WHAT IS BEING ASKED
Without any omission, reproduce the records that follow.

····················

PR #318, opened 2017-07-13
Argue op

agentromain:
the operator has been tested with 4, 5 and 6 students.
It create groups with students who have the most different results from an activity
If there is an odd number of students, we consider only the n-1 first students and at the end we assign the last one with the group that corresponds to him the best.


op/op-argue/src/index.js
```diff
@@ -13,56 +13,134 @@ const config = {
...
+};
+
+const dist = (A, B) => {
+  const s = new Set();
+  const k = Object.keys(Object.assign({}, A, B));
+  for (let i = 0; i < k.length; i = 1 + i) {
+    if (A[k[i]] !== B[k[i]]) {
+      s.add(k[i]);
+    }
+  }
```
lfaucon: Do you like functional programming?

```
const s = new Set();
Object.keys(Object.assign({}, A, B))
    .filter(k => A[k] !== B[k])
    .forEach(k => s.add(k))
return s;
```

or even better

```
return Object.keys(Object.assign({}, A, B))
    .filter(k => A[k] !== B[k])
    .reduce((acc, k) => acc.add(k), new Set())
```

op/op-create-groups/src/index.js
```diff
@@ -33,6 +33,7 @@ const operator = (configData, object) => {
 
   const ids = shuffle(globalStructure.studentIds);
   const struct = chunk(ids, configData.groupsize);
+
```
lfaucon: It's better if you don't modify files when you don't need it. We could want to see the history of modification on `op/op-create-group` and it makes it easier to have the least number of commits possible.

op/op-argue/src/index.js
```diff
@@ -13,56 +13,134 @@ const config = {
...
+  return result;
+};
+
+const dataToArray = (ids, payload) => {
+  const result = [];
+
+  for (let i = 0; i < ids.length; i += 1) {
+    result.push(flatten(payload[ids[i]].data));
+  }
+  return result;
```
lfaucon: I love functional programming :)

```
return ids.map(id => flatten(payload[id].data));
```

op/op-argue/src/__tests__/index.js
```diff
@@ -0,0 +1,240 @@
...
+//         break;
+//     }
+//   }
+//   return success;
+// };
+
+// test('Test 6, with gen and verifier: 4x10 students, 3 answers', () =>
+//   expect(
+//     verifyAnsFromGen4(operator({}, genGroupFromTabADCB(obj3, 10)))
+//   ).toBeTruthy());
```
lfaucon: Why did you comment this test? Doesn't it work anymore?

agentromain: It was created for when the input data of the operator had the form: 
`{ students: [gradesStud1: [], gradesStud2[], …]}` so the operator wouldn't be able to handle it.

op/op-argue/src/__tests__/index.js
```diff
@@ -0,0 +1,252 @@
...
+
+const expected2 = {
+  group: { '1': ['1', '4'], '2': ['2', '3', '5'] }
+};
+
+const expected3 = {
+  group: { '1': ['1', '4'], '2': ['2', '3'], '3': ['5', '6'] }
+};
+
+const expectedMult = res => {
```
lfaucon: I find this function a bit over complex. What do you think of that ?

```JavaScript
const expectedMult = res => {
    const l = Object.keys(res.group).length / 2;
    const group = x => Math.floor(x / l) // returns 0, 1, 2, or 3
    return Object.values(res.group).reduce(
        (acc, [s1, s2]) => acc && (
            (group(Number(s1)) + group(Number(s2))) % 4 === 1 // returns true is [0 and 1] or [2 and 3] but not other pairs
        ),
        true
    )
}
```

····················

RESPONSE BELOW
PR #318, opened 2017-07-13
Argue op

agentromain:
the operator has been tested with 4, 5 and 6 students.
It create groups with students who have the most different results from an activity
If there is an odd number of students, we consider only the n-1 first students and at the end we assign the last one with the group that corresponds to him the best.


op/op-argue/src/index.js
```diff
@@ -13,56 +13,134 @@ const config = {
...
+};
+
+const dist = (A, B) => {
+  const s = new Set();
+  const k = Object.keys(Object.assign({}, A, B));
+  for (let i = 0; i < k.length; i = 1 + i) {
+    if (A[k[i]] !== B[k[i]]) {
+      s.add(k[i]);
+    }
+  }
```
lfaucon: Do you like functional programming?

```
const s = new Set();
Object.keys(Object.assign({}, A, B))
    .filter(k => A[k] !== B[k])
    .forEach(k => s.add(k))
return s;
```

or even better

```
return Object.keys(Object.assign({}, A, B))
    .filter(k => A[k] !== B[k])
    .reduce((acc, k) => acc.add(k), new Set())
```

op/op-create-groups/src/index.js
```diff
@@ -33,6 +33,7 @@ const operator = (configData, object) => {
 
   const ids = shuffle(globalStructure.studentIds);
   const struct = chunk(ids, configData.groupsize);
+
```
lfaucon: It's better if you don't modify files when you don't need it. We could want to see the history of modification on `op/op-create-group` and it makes it easier to have the least number of commits possible.

op/op-argue/src/index.js
```diff
@@ -13,56 +13,134 @@ const config = {
...
+  return result;
+};
+
+const dataToArray = (ids, payload) => {
+  const result = [];
+
+  for (let i = 0; i < ids.length; i += 1) {
+    result.push(flatten(payload[ids[i]].data));
+  }
+  return result;
```
lfaucon: I love functional programming :)

```
return ids.map(id => flatten(payload[id].data));
```

op/op-argue/src/__tests__/index.js
```diff
@@ -0,0 +1,240 @@
...
+//         break;
+//     }
+//   }
+//   return success;
+// };
+
+// test('Test 6, with gen and verifier: 4x10 students, 3 answers', () =>
+//   expect(
+//     verifyAnsFromGen4(operator({}, genGroupFromTabADCB(obj3, 10)))
+//   ).toBeTruthy());
```
lfaucon: Why did you comment this test? Doesn't it work anymore?

agentromain: It was created for when the input data of the operator had the form: 
`{ students: [gradesStud1: [], gradesStud2[], …]}` so the operator wouldn't be able to handle it.

op/op-argue/src/__tests__/index.js
```diff
@@ -0,0 +1,252 @@
...
+
+const expected2 = {
+  group: { '1': ['1', '4'], '2': ['2', '3', '5'] }
+};
+
+const expected3 = {
+  group: { '1': ['1', '4'], '2': ['2', '3'], '3': ['5', '6'] }
+};
+
+const expectedMult = res => {
```
lfaucon: I find this function a bit over complex. What do you think of that ?

```JavaScript
const expectedMult = res => {
    const l = Object.keys(res.group).length / 2;
    const group = x => Math.floor(x / l) // returns 0, 1, 2, or 3
    return Object.values(res.group).reduce(
        (acc, [s1, s2]) => acc && (
            (group(Number(s1)) + group(Number(s2))) % 4 === 1 // returns true is [0 and 1] or [2 and 3] but not other pairs
        ),
        true
    )
}
```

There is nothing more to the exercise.